To continue performing attest services, the Firm should identify and evaluate previous and current interests in and relationships with Company A (the new affiliate) and address any significant threats to independence. The Firm must terminate any interests or relationships with Company A that would impair independence by the effective date of the acquisition or other transaction. If, however, the Firm cannot reasonably terminate an interest or relationship by the effective date (e.g., assume the Firm is providing expert witness services, a prohibited nonattest service, to Company A), the Firm should meet all of the following conditions: 

  • Evaluate the significance of the threat created by the nonattest service
  • Discuss the matter with the FSAC’s governance body (i.e., significance of threat and why the Firm cannot terminate the prohibited nonattest service before the effective date)
  • If the governance body directs the Firm to continue attest services, the Firm should:  
  • Ensure that prohibited nonattest services are ceased as soon as reasonably possible but no later than six (6) months post-effective date, 
  • Not allow a professional who has an interest or relationship with Company A (i.e., persons performing the expert witness services) to be a member of the attest team or be responsible for performing a quality control review of the engagement, and
  • Apply appropriate safeguards, which the Firm also discusses with the FSAC’s governance body.  

Scenario 3: 

  • Existing FSAC or its affiliate is involved in an acquisition or other transaction with Company A (new affiliate) 
  • Firm will complete the current attest engagement but discontinue attest work after issuing the current report
  • The current attest report may cover periods after the effective date of acquisition or other transaction

To maintain independence, the Firm should meet all of the following conditions: 

  • The Firm has completed a significant amount of the attest work prior to the effective date and expects to complete the remaining procedures and issue the attest report within a reasonable period of time  
  • The Firm evaluates the significance of the threat(s) and discusses the results with the FSAC’s governance body, which directs the Firm to complete the attest engagement despite the independence impairment
  • The Firm applies safeguards and ensures that persons who have an interest or relationship with Company A will not be a member of the attest team or be responsible for performing a quality control review of the engagement
  • The Firm will cease serving as the auditor no later than the issuance date of the attest report. 

Other Considerations

For all three (3) scenarios, members should consider the Conflicts of Interest for Members in Public Practice interpretation (Integrity and Objectivity Rule). 

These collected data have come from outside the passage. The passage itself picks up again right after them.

PR #2927, opened 2026-05-21
Remove SCIM2/Me request from React SDK sign-in flow

### LINKED ISSUE #2925: SCIM2/Me request fired on every login but result is discarded in React SDK
# SCIM2/Me request fired on login but result is discarded in React SDK

## Description

When a user logs into an application using `@thunderid/react`, a `GET /scim2/Me` request is
made automatically during the sign-in flow. However, the result of this call is never used —
the provider discards it and falls back to extracting user claims directly from the ID token.
This results in a wasted network round-trip on every login.

## Root Cause

The call originates through polymorphic dispatch inside the browser SDK's sign-in path:

1. `ThunderIDProvider` detects the auth code in the URL and calls `client.signIn()`
2. `ThunderIDReactClient.signIn()` delegates to `super.signIn()` → `ThunderIDBrowserClient.signIn()`
3. `ThunderIDBrowserClient._exchangeCodeForTokens()` completes the token exchange and returns `this.getUser()`
4. Because `this` is a `ThunderIDReactClient` instance, the overridden `getUser()` is called, which calls `getScim2Me({ baseUrl })` → **`GET /scim2/Me`**
5. The result is passed to `_onSignInCallback(user)`, which resolves to `updateSession()` in `ThunderIDProvider`
6. `updateSession()` **ignores** the passed user and instead calls `extractUserClaimsFromIdToken()` directly

Relevant code in `sdks/react/src/contexts/ThunderID/ThunderIDProvider.tsx`:

```typescript
// TEMPORARY: SCIM2 and Organizations endpoints are not yet supported.
// Tracker: https://github.com/asgardeo/javascript/issues/212
const claims: Record<string, any> = extractUserClaimsFromIdToken(decodedToken);
setUser(claims);
```

## Expected Behavior

The SCIM2/Me endpoint should either:

- **Be called and its result used** — `updateSession()` should consume the user object
  returned from `getUser()` / the `sign-in` callback argument, so the HTTP call is not wasted.
- **Not be called at all** while the endpoint is not yet fully supported — the TEMPORARY
  workaround in `updateSession()` should be matched by suppressing the `getScim2Me` call
  in `ThunderIDReactClient.getUser()` until SCIM2 support is complete.

## Steps to Reproduce

1. Integrate `@thunderid/react` into an application.
2. Configure `ThunderIDProvider` with a valid `baseUrl` and `clientId`.
3. Sign in through the standard redirect flow.
4. Observe the network tab — a `GET /scim2/Me` request is fired immediately after the
   token exchange, but the user state in the app is populated from ID token claims only.

## Impact

- Unnecessary HTTP request to `/scim2/Me` on every login, adding latency and server load.
- If the SCIM2 endpoint returns richer profile data, that data is silently ignored.
- Confusing discrepancy between what the SDK fetches and what the app actually uses.

rajithacharith:
### Purpose
When a user signs in, the React SDK was firing a `GET /scim2/Me` request automatically via `ThunderIDReactClient.getUser()` (called through polymorphic dispatch inside `ThunderIDBrowserClient._exchangeCodeForTokens`). ThunderID does not support the SCIM2 endpoint yet, so this was an unnecessary network round-trip on every login whose result was silently discarded.

### Approach
- `ThunderIDReactClient.getUser()` now derives user info directly from the ID token via `extractUserClaimsFromIdToken`, matching the existing behaviour in `ThunderIDProvider.updateSession()`.
- `ThunderIDReactClient.getUserProfile()` follows the same approach, removing the `getScim2Me` + `getSchemas` calls.
- Unused imports (`flattenUserSchema`, `generateFlattenedUserProfile`, `generateUserProfile`, `getScim2Me`, `getSchemas`) are removed from `ThunderIDReactClient.ts`.
- `ThunderIDProvider` is unchanged in behaviour — it continues to populate user state from ID token claims.

### Related Issues
- Fixes #2925

### Related PRs
- N/A

### Checklist
    - [ ] Unit Tests
    - [ ] Integration Tests

### Security checks

## Release Notes

* **Breaking Changes**
  * `getUser()` and `getUserProfile()` methods now have simplified signatures and no longer accept optional parameters
  * Updated user profile data retrieval mechanism

[Review Change Stack](https://app.coderabbit.ai/change-stack/thunder-id/thunderid/pull/2927?utm_source=github_walkthrough&utm_medium=github&utm_campaign=change_stack)

### DIFF
--- a/sdks/react/src/ThunderIDReactClient.ts
+++ b/sdks/react/src/ThunderIDReactClient.ts
@@ -18,12 +18,9 @@
 
 import {
   ThunderIDBrowserClient,
-  flattenUserSchema,
-  generateFlattenedUserProfile,
   UserProfile,
   SignInOptions,
   User,
-  generateUserProfile,
   EmbeddedFlowExecuteResponse,
   SignUpOptions,
   EmbeddedFlowExecuteRequestPayload,
@@ -47,8 +44,6 @@ import {
 } from '@thunderid/browser';
 import getAllOrganizations from './api/getAllOrganizations';
 import getMeOrganizations from './api/getMeOrganizations';
-import getSchemas from './api/getSchemas';
-import getScim2Me from './api/getScim2Me';
 import {ThunderIDReactConfig} from './models/config';
 
 class ThunderIDReactClient<T extends ThunderIDReactConfig = ThunderIDReactConfig> extends ThunderIDBrowserClient<T> {
@@ -117,22 +112,8 @@ class ThunderIDReactClient<T extends ThunderIDReactConfig = ThunderIDReactConfig
     throw new Error('Not implemented');
   }
 
-  override async getUser(options?: any): Promise<User> {
-    try {
-      let baseUrl: string = options?.baseUrl;
-
-      if (!baseUrl) {
-        const configData: any = await (this.getStorageManager() as any).getConfigData();
-        baseUrl = configData?.baseUrl;
-      }
-
-      const profile: User = await getScim2Me({baseUrl});
-      const schemas: any = await getSchemas({baseUrl});
-
-      return generateUserProfile(profile, flattenUserSchema(schemas));
-    } catch (error) {
-      return extractUserClaimsFromIdToken(await this.getDecodedIdToken());
-    }
+  override async getUser(): Promise<User> {
+    return extractUserClaimsFromIdToken(await this.getDecodedIdToken());
   }
 
   override async getDecodedIdToken(sessionId?: string): Promise<IdToken> {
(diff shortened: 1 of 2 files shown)


brionmario (approved):

sdks/react/src/ThunderIDReactClient.ts
```diff
@@ -117,22 +112,8 @@ class ThunderIDReactClient<T extends ThunderIDReactConfig = ThunderIDReactConfig
...
-  override async getUser(options?: any): Promise<User> {
-    try {
-      let baseUrl: string = options?.baseUrl;
-
-      if (!baseUrl) {
-        const configData: any = await (this.getStorageManager() as any).getConfigData();
-        baseUrl = configData?.baseUrl;
-      }
-
-      const profile: User = await getScim2Me({baseUrl});
```
brionmario, line 129: @coderabbitai Create an issue to find and remove all scim2 related logic in the SDKs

Members should also consider documenting the following: 

  • Identified interests or relationships that will not be terminated prior to the effective date and the reason(s) why this is the case 
  • Safeguards applied (if appropriate)
  • Results of discussions with the FSAC’s governance body
  • Reasons that previous and current interests and relationships do not create a threat that would compromise the attest engagement team’s objectivity 

The revisions described in this article become effective on December 31, 2022, and early implementation is allowed.